If two upstream sources disagree on whether they carry the $widened sidecar (one source uses auto_widen, another uses drop / reject), compile fails:

E315: merge "merged": input schemas disagree on the `$widened` auto_widen sidecar column.

Remediation: set every merge upstream source to the same on_unmapped policy. The engine-wide default is auto_widen; for sources that should explicitly omit the sidecar, declare on_unmapped: { mode: drop } (or reject) on each.

Fixed-width sources are structurally inert

Fixed-width sources are positional — the schema is constructed from width / start..end byte ranges, and bytes outside the declared ranges are invisible to the reader. auto_widen therefore can never populate the sidecar for fixed-width sources; the slot stays Value::Null for every record.

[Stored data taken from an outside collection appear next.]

PR #4837, opened 2026-05-20
Discover served MutatingAdmissionPolicy API version at runtime

caseydavenport:
## Description

The operator hardcoded the use of `admissionregistration.k8s.io/v1beta1` for MutatingAdmissionPolicy. K8s 1.36 promoted MutatingAdmissionPolicy to `v1` and v1beta1 is scheduled for removal in 1.37, so clusters that only serve v1 produced reconcile errors like `no matches for kind "MutatingAdmissionPolicy" in version "admissionregistration.k8s.io/v1beta1"` (see https://github.com/projectcalico/calico/issues/6412#issuecomment-4465188064).

This PR discovers the served version via the RESTMapper and uses it for parsing, listing, creating, and stale-cleanup. Preference order is v1, then v1beta1. If neither is served the controller reports a degraded condition and skips policy defaulting, same as before.

Split into two commits:

1. Bump `k8s.io/*` to `v0.36.1` and `sigs.k8s.io/controller-runtime` to `v0.24.1` so the v1 typed import is available.
2. Add discovery + dual typed paths in `pkg/imports/admission` and `pkg/controller/installation/core_controller.go`. The previous static `ProvidesMutatingAdmissionPolicyV1Beta1` minor-version check is replaced by RESTMapper-based discovery, which is more accurate across forks and feature gates.

```release-note
Fix operator reconcile failure on Kubernetes clusters that only serve the v1 (not v1beta1) MutatingAdmissionPolicy API.
```


cmd/main.go
```diff
@@ -507,8 +512,10 @@ If a value other than 'all' is specified, the first CRD with a prefix of the spe
 		ShutdownContext:     ctx,
 		K8sClientset:        clientset,
 		MultiTenant:         multiTenant,
-		ElasticExternal:     utils.UseExternalElastic(bootConfig),
+		ElasticExternal:     discovery.UseExternalElastic(bootConfig),
 		UseV3CRDs:           v3CRDs,
+
```
caseydavenport:
```suggestion
```

mohag:
A somewhat tangential note: The v3 CRD chart also have v1beta1 MutatingAdmissionPolicy manifests pulled in from [here](https://github.com/projectcalico/calico/tree/master/api/admission).

caseydavenport:
@mohag yep, will definitely need to handle those as well (I believe helm can detect API versions and use the correct one, with some tweaks)

rene-dekker (approved):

The executor emits a tracing::info diagnostic at source-reader construction time when auto_widen is the policy on a fixed-width source, naming the source. The diagnostic fires once per reader instance; a source used as a combine build-side input across multiple combines may produce one log per combine. To avoid the noise, switch to on_unmapped: drop (or reject) for explicit scalar semantics, or accept the empty sidecar.